Record excerpts Block Start

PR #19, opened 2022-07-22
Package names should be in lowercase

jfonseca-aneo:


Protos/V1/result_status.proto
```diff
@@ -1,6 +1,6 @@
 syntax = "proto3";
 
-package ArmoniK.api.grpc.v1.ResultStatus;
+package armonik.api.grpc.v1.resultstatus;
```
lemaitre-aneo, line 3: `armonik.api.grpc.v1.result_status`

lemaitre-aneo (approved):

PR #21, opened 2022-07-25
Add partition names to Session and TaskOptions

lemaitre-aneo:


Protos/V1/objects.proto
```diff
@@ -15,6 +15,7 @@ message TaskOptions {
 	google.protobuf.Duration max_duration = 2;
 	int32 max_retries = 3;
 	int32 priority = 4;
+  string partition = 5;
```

Record excerpts Block End

● **Work request**
Your answer must consist of every line above, reproduced exactly.

● **Answer space**
PR #19, opened 2022-07-22
Package names should be in lowercase

jfonseca-aneo:


Protos/V1/result_status.proto
```diff
@@ -1,6 +1,6 @@
 syntax = "proto3";
 
-package ArmoniK.api.grpc.v1.ResultStatus;
+package armonik.api.grpc.v1.resultstatus;
```
lemaitre-aneo, line 3: `armonik.api.grpc.v1.result_status`

lemaitre-aneo (approved):

PR #21, opened 2022-07-25
Add partition names to Session and TaskOptions

lemaitre-aneo:


Protos/V1/objects.proto
```diff
@@ -15,6 +15,7 @@ message TaskOptions {
 	google.protobuf.Duration max_duration = 2;
 	int32 max_retries = 3;
 	int32 priority = 4;
+  string partition = 5;
```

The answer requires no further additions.